* _The problem_: Write out exactly what each line says, starting with the first line below and ending on the one with "I updated the".

[Stored items]
PR #1133, opened 2020-08-26
Deduplicate burnham documents

hackebrot:
Hi folks! 👋 

I updated the SQL queries in the burnham DAG to deduplicate documents submitted through automation. As discussed on Slack there is no guarantee live tables don't have duplicates, so we need this extra step to ensure reproducibility.

We don't need to deduplicate rows for the distinct client IDs test, I think. I ran an example for each of the updated queries manually and they seem to produce the expected values.

Resolve https://github.com/mozilla/burnham/issues/61

### DIFF
--- a/dags/burnham.py
+++ b/dags/burnham.py
@@ -17,20 +17,22 @@ from operators.gcp_container_operator import GKEPodOperator
 DAG_OWNER = "rpierzina@mozilla.com"
 DAG_EMAIL = ["rpierzina@mozilla.com"]
 
+PROJECT_ID = "moz-fx-data-shared-prod"
+
 # We use a template for the test run UUID in the DAG. Because we base64 encode
 # this query SQL before the template is rendered, we need to use a parameter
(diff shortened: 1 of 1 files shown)


dags/burnham.py
```diff
@@ -25,24 +25,39 @@
 # metric values reported by the Glean SDK across several documents from three
 # different clients are correct.
 TEST_LABELED_COUNTER_METRICS = """
```
jklukas, line 27: Given that the dedupe logic is identical for these various queries, it may be worth extracting it to a constant, so that this becomes:

```
TEST_LABELED_COUNTER_METRICS = WITH_DISCOVERY_V1_DEDUPED + """
  SELECT
    technology_space_travel.key,
    ...
```

hackebrot: That's a great idea!

hackebrot:
Yay, Python 3.7. Thank you, @acmiyaguchi! 🚀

* _Task solution_:
PR #1133, opened 2020-08-26
Deduplicate burnham documents

hackebrot:
Hi folks! 👋 

I updated the SQL queries in the burnham DAG to deduplicate documents submitted through automation. As discussed on Slack there is no guarantee live tables don't have duplicates, so we need this extra step to ensure reproducibility.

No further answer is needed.